PROBLEM: Where the data below has the string "opened", return the whole line.

[Excerpts from a dataset]
***
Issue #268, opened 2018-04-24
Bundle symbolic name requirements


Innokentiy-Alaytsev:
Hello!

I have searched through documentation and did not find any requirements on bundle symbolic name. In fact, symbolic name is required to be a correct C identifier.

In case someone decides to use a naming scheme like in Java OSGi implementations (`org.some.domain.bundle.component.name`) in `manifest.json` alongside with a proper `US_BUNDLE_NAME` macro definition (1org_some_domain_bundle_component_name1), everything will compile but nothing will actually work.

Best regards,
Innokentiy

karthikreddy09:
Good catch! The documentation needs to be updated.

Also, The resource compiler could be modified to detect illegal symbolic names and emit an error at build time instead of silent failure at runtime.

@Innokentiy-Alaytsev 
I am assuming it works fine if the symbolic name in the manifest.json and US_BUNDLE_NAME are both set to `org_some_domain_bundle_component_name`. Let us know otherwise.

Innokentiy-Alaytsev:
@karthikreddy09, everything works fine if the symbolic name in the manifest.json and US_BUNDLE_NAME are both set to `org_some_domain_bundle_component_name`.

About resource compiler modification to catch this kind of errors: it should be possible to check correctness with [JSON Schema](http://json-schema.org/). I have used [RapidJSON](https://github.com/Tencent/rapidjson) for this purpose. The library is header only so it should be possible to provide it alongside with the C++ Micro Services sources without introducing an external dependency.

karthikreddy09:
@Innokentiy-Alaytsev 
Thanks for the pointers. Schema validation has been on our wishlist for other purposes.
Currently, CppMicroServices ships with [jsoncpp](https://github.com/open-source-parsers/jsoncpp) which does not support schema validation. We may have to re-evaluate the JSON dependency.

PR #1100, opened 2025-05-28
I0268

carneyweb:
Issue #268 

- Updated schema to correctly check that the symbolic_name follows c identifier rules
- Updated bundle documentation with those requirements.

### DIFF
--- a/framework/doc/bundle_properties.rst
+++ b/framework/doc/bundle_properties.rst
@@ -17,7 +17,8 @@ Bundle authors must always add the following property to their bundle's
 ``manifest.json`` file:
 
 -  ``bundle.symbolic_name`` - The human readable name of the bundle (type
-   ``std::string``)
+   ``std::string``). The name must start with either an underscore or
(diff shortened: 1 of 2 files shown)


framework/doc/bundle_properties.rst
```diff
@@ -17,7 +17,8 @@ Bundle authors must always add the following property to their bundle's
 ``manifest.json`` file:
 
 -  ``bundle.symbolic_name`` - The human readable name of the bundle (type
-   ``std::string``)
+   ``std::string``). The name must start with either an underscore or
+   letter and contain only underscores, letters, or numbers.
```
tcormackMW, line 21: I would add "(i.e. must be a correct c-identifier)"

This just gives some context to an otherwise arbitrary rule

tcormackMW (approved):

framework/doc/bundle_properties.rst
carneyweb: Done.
***
RESPONSE:
Issue #268, opened 2018-04-24
PR #1100, opened 2025-05-28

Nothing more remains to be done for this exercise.